Inside the chip, light is fanned out into six channels and sent into a layer of six neurons. Those neurons perform linear matrix multiplication using Mach-Zehnder interferometers. In this system, the interferometers act as programmable beam splitters that mix two optical fields and produce two output optical fields. Applying voltage controls how much the two inputs mix.

A single Mach-Zehnder interferometer performs a two-by-two matrix operation on a pair of optical signals. A rectangular array of these devices lets the system carry out larger matrix operations across all six optical channels.

The non-linear part is handled by co-integrating electronics and optics. A tiny portion of the optical signal is sent to a photodiode, which measures the optical power. That measurement is then used to modulate the remaining photons moving through the device.

The complete chip had three layers of neurons for matrix multiplication, with two non-linear function units placed between them. In total, the neural network on the chip could work with 132 parameters.
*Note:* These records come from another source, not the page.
PR #814, opened 2018-07-03
Added code to keep track of size of SArray, fixes #758

### LINKED ISSUE #758: read_csv prints load file summary but read_json does not.
Please fix in C++ layer, below unity_sarray.

shantanuchhabra:
@hoytak and I discussed that it'd be best to print out the size of the SArray parsed in the C++ layer as load file summary, so added code to do that.

### DIFF
--- a/src/unity/lib/unity_sarray.cpp
+++ b/src/unity/lib/unity_sarray.cpp
@@ -266,16 +266,22 @@ void unity_sarray::construct_from_json_record_files(std::string url) {
           continue;
         }
 
+        size_t num_elems_parsed = 0;
         bool has_non_dict_elements = false;
         for (const auto& element : parse_result.first.get<flex_list>()) {
           if (element.get_type() == flex_type_enum::DICT ||
               element.get_type() == flex_type_enum::UNDEFINED) {
             (*output) = element;
             ++output;
+            ++num_elems_parsed;
           } else {
             has_non_dict_elements = true;
           }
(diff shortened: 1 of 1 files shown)


src/unity/lib/unity_sarray.cpp
```diff
@@ -266,17 +266,23 @@ void unity_sarray::construct_from_json_record_files(std::string url) {
...
             (*output) = element;
             ++output;
+            ++num_elems_parsed;
           } else {
             has_non_dict_elements = true;
           }
         }
 
+        logstream(LOG_PROGRESS) << "Successfully parsed an SArray of size "
+                                << num_elems_parsed << " from the JSON file, "
```
znation: Grammar: I don't think this should have a comma.

src/unity/lib/unity_sarray.cpp
```diff
@@ -266,17 +266,23 @@ void unity_sarray::construct_from_json_record_files(std::string url) {
...
               element.get_type() == flex_type_enum::UNDEFINED) {
             (*output) = element;
             ++output;
+            ++num_elems_parsed;
           } else {
             has_non_dict_elements = true;
           }
         }
 
+        logstream(LOG_PROGRESS) << "Successfully parsed an SArray of size "
```
znation: Grammar: I would say "SArray of n elements" rather than "SArray of size n".

PR #817, opened 2018-07-05
Add NSCopying conformance to TCMPSConvolutionWeights and TCMPSBatchNormData

nickjong:
With the just-released developer seed 18A326g, MPSCNNConvolutionDataSource and MPSCNNBatchNormalizationDataSource now inherit from NSCopying. We must add conformance to our data source implementations to avoid build breakage, since we compile with -Werror.


nickjong:
Good call, I added some assertions

PR #818, opened 2018-07-06
Clean up toolkit progress header names

### LINKED ISSUE #757: Inconsistent naming with supervised learning
In supervised learning, there are a lot of inconsistent names printed.  For example, with logistic regression, it prints:

Step size | Elapsed Time | Training-accuracy | Training-log_loss  | Validation-accuracy

These should all be consistent, e.g. 

Step Size | Elapsed Time | Training Accuracy | Training Log Loss | Validation Accuracy

znation:
* Uses "Training " and "Validation " (capital letter, space at the end)
  as the standard header prefixes.
* Adds a concept of "metric display name", and uses the display name
  whenever there is one defined when adding metric names to the progress
  headers. I.e., "Log Loss" instead of "log_loss".

Fixes #757

### DIFF
--- a/src/logger/assertions.hpp
+++ b/src/logger/assertions.hpp
@@ -375,15 +375,7 @@ extern void __print_back_trace();
 
 
 #define DASSERT_MSG(condition, fmt, ...)                                \
-  do {                                                                  \
-    if (__builtin_expect(!(condition), 0)) {                            \
-      logstream(LOG_ERROR)                                              \
-        << "Check failed: " << #condition << ":\n";                     \
-      logger(LOG_ERROR, fmt, ##__VA_ARGS__);                            \
-      __print_back_trace();                                             \
-      TURI_LOGGER_FAIL_METHOD("assertion failure");                    \
-    }                                                                   \
-  } while(0)
+  ASSERT_MSG(condition, fmt, ##__VA_ARGS__)
 
 #endif
 
--- a/src/unity/toolkits/supervised_learning/supervised_learning.cpp
+++ b/src/unity/toolkits/supervised_learning/supervised_learning.cpp
@@ -350,6 +350,28 @@ std::vector<std::string>
   return tracking_metrics;
 }
 
+std::string supervised_learning_model_base::get_metric_display_name(const std::string& metric) const {
+  const static std::unordered_map<std::string, std::string> display_names = {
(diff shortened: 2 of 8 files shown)


src/logger/assertions.hpp
```diff
@@ -375,15 +375,7 @@ extern void __print_back_trace();
...
-  do {                                                                  \
-    if (__builtin_expect(!(condition), 0)) {                            \
-      logstream(LOG_ERROR)                                              \
-        << "Check failed: " << #condition << ":\n";                     \
-      logger(LOG_ERROR, fmt, ##__VA_ARGS__);                            \
-      __print_back_trace();                                             \
-      TURI_LOGGER_FAIL_METHOD("assertion failure");                    \
-    }                                                                   \
-  } while(0)
+  ASSERT_MSG(condition, fmt, ##__VA_ARGS__)
```
nickjong: Worth commenting why these macros do the same thing? Should DASSERT_MSG depend on NDEBUG?

src/unity/toolkits/supervised_learning/supervised_learning.cpp
```diff
@@ -350,6 +350,28 @@ std::vector<std::string>
   return tracking_metrics;
 }
 
+std::string supervised_learning_model_base::get_metric_display_name(const std::string& metric) const {
```
TobyRoseman: Should this method be static?

src/logger/assertions.hpp
znation: `DASSERT_MSG` doesn't depend on `NDEBUG`, as `ASSERT_MSG` is always present. In `NDEBUG`, `DASSERT_MSG` expands to nothing; otherwise, it shares the same logic as `ASSERT_MSG`.

src/unity/toolkits/supervised_learning/supervised_learning.cpp
znation: Yes, I think so. Originally I had in mind that some model types may want to override it; but the point of this change is to be consistent in how we are naming metrics, so we probably shouldn't allow it to be a per-model-type override.

src/logger/assertions.hpp
hoytak: @nickjong It does; this is in a large ifdef block.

Small models, specific uses

The 132-parameter scale shows both the promise and the limits of the prototype. The source notes that the number of parameters used in the Chat GPT-4 large language model is reportedly 1 trillion. Against that comparison, the MIT chip is not competing with the largest AI systems.

Bandyopadhyay's team is instead aiming at smaller models where latency matters more than model size. The team is targeting AIs that work with up to 100,000 parameters. The argument is that useful systems do not need to start with large language models if the job is fast classification or sensing.

In the study, the smaller model implemented on the chip recognized spoken vowels, a benchmark used in research on AI-focused hardware. It achieved 92 percent accuracy, which was on par with neural networks running on standard computers.

The same direction could matter for autonomous navigation. Bandyopadhyay described systems that repeatedly classify lidar signals with very fast latency, faster than human reflexes. His team believes chips like this could classify lidar data directly by feeding photons into photonic chips without converting them first into electrical signals.

The researchers also see a possible role in automotive vision systems that differ from today's camera-based designs. Instead of a standard camera pipeline, a large array of inputs could sample optical signals and send them directly to optical processors for machine-learning computation.

For now, the work is a modest beginning rather than a replacement for major AI accelerators. Its importance is narrower and more practical: it shows a way to combine linear and non-linear neural-network operations on a photonic chip, reducing the need to leave the optical domain just when speed matters most.